START Data

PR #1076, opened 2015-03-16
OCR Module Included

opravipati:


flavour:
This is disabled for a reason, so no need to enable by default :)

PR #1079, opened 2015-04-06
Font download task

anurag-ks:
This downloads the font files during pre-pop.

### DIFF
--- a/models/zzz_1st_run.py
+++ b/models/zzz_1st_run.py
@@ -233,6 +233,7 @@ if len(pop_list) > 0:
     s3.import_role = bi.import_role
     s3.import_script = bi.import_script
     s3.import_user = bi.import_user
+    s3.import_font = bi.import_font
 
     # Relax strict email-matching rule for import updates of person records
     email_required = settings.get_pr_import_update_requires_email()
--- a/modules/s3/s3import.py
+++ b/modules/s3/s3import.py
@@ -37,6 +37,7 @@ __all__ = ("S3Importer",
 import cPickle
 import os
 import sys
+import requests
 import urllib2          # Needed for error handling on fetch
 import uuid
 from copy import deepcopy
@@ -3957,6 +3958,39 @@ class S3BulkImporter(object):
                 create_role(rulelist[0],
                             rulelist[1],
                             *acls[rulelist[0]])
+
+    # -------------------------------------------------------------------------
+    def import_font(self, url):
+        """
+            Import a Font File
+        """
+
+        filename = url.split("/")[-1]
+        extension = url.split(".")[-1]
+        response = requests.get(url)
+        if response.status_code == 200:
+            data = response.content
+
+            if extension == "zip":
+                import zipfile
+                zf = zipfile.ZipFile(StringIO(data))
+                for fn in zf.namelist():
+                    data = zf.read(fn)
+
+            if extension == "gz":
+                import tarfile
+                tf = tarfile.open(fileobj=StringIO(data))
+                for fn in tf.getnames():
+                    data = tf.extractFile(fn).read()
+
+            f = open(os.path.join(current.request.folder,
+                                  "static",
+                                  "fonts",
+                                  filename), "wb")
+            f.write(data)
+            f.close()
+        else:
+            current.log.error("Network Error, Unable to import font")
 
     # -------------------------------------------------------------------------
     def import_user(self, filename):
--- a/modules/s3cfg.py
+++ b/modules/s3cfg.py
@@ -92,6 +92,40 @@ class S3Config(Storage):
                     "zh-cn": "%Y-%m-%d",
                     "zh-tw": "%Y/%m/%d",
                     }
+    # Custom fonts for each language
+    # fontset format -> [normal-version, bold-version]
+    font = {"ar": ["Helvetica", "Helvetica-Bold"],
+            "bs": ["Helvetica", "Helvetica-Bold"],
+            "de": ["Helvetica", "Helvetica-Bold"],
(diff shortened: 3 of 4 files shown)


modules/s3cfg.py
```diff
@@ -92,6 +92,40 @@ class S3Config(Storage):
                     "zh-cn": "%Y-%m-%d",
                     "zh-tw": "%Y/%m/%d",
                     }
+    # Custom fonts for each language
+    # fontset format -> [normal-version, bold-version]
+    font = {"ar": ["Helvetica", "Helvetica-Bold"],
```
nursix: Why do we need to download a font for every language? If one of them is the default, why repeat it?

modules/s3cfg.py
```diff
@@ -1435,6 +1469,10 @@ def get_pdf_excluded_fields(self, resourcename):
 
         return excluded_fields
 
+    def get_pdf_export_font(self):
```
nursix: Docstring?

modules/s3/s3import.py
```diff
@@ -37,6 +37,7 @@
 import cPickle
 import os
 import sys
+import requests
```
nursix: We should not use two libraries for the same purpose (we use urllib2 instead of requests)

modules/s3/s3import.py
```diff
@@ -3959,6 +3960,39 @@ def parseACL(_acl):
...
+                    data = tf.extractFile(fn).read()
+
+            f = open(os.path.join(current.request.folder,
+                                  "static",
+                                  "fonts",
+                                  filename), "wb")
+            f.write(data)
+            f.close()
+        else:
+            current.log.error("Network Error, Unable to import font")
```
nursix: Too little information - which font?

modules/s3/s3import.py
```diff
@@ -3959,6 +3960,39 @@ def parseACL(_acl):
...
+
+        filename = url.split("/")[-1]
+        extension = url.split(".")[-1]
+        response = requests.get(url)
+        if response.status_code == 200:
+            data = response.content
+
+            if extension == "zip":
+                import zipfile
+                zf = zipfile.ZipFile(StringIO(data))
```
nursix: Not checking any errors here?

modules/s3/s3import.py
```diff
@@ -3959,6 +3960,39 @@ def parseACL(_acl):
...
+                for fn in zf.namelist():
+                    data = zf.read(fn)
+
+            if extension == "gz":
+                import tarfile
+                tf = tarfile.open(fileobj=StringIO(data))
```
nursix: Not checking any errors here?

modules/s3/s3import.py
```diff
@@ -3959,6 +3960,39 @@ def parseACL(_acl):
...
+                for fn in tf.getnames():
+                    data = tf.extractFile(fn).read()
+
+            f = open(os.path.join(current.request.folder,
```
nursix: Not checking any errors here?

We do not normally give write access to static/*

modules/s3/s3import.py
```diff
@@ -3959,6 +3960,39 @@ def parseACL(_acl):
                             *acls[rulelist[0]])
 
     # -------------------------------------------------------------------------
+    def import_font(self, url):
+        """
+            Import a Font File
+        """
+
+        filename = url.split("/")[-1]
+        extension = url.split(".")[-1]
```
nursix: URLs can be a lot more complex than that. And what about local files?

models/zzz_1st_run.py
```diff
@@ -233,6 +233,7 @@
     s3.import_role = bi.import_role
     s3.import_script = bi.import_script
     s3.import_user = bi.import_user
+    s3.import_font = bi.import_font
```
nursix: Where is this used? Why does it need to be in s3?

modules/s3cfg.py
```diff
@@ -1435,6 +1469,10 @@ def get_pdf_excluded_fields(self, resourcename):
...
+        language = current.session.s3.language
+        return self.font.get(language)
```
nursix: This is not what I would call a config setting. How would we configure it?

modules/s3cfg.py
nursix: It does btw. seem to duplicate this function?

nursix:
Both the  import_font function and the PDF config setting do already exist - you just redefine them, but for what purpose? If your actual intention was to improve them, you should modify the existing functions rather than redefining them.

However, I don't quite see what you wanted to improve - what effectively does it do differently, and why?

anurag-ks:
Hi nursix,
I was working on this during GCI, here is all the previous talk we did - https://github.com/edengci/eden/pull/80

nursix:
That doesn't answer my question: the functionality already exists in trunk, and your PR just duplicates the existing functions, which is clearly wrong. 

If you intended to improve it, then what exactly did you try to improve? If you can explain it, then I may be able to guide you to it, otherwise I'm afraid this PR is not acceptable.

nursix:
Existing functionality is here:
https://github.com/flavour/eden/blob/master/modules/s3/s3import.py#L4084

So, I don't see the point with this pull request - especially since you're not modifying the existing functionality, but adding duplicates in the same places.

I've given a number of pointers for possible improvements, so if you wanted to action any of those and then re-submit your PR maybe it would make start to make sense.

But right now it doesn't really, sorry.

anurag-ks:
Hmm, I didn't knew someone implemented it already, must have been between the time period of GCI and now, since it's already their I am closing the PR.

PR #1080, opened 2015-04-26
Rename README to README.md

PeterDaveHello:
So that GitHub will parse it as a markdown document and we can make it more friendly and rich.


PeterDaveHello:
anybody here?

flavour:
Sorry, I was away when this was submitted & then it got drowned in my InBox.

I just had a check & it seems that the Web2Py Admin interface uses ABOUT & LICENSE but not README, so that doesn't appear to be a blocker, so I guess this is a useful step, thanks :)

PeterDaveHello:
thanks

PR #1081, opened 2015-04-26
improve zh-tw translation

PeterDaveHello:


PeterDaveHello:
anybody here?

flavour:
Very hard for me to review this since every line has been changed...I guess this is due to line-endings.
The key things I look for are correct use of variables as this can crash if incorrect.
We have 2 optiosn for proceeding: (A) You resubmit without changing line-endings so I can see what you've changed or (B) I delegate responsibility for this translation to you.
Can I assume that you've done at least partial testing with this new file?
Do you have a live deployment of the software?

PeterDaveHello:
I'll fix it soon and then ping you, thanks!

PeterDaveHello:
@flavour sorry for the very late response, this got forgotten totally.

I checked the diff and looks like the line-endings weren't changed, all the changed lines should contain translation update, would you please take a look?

END Data

Goal of the exercise - Where a line in the records above contains "translation", include it in the count, and give only that number.

Solution to this problem - 3